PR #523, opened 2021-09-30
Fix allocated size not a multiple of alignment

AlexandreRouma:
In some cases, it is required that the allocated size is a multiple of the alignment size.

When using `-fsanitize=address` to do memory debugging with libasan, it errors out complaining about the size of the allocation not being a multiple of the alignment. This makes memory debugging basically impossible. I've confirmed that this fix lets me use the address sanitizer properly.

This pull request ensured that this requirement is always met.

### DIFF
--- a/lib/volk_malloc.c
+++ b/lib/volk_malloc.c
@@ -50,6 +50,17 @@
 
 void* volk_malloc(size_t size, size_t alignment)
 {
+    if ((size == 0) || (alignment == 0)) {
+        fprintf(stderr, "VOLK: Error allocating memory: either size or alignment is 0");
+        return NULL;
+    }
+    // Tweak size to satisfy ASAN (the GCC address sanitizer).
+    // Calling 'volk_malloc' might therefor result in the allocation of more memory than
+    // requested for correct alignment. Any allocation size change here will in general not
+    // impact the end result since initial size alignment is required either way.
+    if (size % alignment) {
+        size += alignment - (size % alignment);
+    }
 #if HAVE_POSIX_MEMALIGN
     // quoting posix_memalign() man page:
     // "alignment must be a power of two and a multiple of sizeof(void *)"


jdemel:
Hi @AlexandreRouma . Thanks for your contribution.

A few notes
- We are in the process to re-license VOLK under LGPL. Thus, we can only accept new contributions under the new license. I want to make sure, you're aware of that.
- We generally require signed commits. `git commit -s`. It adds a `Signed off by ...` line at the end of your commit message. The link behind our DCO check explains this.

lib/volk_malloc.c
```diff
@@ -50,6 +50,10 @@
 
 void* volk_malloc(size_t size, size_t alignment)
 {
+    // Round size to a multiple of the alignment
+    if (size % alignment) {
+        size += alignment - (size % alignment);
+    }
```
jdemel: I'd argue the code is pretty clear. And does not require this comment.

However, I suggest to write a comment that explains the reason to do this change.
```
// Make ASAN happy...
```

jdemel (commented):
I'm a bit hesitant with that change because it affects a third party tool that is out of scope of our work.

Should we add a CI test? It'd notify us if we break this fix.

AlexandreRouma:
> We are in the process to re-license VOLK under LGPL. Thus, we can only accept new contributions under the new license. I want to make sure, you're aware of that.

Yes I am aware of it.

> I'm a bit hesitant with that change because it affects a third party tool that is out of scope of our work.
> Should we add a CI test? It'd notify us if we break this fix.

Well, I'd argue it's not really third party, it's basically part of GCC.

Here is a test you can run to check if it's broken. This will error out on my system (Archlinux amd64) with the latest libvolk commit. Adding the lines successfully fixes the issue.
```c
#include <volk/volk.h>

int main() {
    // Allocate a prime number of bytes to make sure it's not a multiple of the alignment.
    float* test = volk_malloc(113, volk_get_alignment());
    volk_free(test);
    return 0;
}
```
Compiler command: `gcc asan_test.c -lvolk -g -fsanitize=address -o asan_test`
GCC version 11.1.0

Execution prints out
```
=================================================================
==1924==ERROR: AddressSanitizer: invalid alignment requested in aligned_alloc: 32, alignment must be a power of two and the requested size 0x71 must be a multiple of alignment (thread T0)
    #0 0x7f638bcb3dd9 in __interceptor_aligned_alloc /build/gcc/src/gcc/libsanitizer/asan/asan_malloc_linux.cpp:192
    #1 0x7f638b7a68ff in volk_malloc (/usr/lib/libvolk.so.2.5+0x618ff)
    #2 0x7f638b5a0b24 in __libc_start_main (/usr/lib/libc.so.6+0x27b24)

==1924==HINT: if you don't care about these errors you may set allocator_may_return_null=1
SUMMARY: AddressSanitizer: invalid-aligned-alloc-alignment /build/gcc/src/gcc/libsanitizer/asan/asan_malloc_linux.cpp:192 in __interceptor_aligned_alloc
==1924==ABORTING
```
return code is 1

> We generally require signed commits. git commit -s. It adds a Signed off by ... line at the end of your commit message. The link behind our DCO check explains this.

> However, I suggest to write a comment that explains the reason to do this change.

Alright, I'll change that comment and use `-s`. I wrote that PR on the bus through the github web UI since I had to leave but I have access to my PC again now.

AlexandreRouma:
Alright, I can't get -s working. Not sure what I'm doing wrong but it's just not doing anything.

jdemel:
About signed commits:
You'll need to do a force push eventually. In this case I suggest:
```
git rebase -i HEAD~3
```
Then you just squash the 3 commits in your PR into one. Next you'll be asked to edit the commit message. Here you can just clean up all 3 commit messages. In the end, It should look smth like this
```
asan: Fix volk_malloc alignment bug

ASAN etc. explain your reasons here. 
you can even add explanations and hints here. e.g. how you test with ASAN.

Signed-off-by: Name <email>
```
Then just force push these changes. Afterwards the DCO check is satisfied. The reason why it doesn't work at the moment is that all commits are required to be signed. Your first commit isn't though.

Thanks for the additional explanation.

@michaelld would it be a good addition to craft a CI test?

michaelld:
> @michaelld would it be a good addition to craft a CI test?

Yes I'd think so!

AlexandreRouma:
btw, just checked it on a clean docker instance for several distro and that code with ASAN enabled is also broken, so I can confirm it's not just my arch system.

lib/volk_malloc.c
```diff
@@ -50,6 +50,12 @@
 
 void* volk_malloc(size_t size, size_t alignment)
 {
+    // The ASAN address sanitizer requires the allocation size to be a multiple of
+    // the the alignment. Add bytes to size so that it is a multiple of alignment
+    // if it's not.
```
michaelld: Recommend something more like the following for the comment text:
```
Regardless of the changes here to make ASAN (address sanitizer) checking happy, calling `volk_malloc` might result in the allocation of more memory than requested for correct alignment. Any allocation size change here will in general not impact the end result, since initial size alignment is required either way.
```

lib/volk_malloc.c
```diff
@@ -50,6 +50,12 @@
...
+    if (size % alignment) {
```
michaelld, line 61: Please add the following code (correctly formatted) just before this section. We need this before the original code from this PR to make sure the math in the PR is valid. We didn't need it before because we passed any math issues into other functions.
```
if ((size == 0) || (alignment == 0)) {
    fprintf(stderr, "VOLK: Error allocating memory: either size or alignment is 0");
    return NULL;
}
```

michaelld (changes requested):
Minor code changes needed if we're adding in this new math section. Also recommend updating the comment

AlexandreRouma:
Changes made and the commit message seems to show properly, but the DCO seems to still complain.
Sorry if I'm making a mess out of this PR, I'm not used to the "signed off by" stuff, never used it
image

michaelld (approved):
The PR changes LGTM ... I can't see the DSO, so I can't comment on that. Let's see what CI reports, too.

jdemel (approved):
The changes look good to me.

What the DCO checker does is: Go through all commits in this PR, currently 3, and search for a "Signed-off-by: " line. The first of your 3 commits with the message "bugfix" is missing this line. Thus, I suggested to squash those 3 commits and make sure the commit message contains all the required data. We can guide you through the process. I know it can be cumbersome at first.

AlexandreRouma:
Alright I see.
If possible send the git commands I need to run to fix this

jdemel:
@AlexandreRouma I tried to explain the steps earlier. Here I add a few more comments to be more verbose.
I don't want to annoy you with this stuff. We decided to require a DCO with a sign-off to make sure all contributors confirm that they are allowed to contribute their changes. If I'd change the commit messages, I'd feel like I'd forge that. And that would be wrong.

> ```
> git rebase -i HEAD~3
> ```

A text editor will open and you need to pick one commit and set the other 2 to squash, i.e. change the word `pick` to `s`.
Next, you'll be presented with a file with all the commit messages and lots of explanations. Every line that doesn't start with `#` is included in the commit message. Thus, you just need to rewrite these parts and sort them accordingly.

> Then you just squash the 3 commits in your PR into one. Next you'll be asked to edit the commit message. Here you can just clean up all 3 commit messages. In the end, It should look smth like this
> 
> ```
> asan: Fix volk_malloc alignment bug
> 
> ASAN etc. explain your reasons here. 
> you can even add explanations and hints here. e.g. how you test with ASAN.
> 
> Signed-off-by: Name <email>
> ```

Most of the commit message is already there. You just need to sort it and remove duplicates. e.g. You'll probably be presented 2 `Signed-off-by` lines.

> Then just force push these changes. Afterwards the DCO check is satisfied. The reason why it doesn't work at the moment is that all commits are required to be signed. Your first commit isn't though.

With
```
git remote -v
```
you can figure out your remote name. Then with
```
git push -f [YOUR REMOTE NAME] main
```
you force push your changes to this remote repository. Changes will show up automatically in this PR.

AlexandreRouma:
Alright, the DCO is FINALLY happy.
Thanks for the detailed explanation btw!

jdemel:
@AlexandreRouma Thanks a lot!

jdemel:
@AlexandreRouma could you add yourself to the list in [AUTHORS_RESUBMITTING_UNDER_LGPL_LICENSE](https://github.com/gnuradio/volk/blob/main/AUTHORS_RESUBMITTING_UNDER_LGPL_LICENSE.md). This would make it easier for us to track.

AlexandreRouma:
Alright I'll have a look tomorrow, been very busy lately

......

- [Goal of the exercise] Say how many lines in the data hold the string "want". No other content should accompany the number.

- [Task answer] 3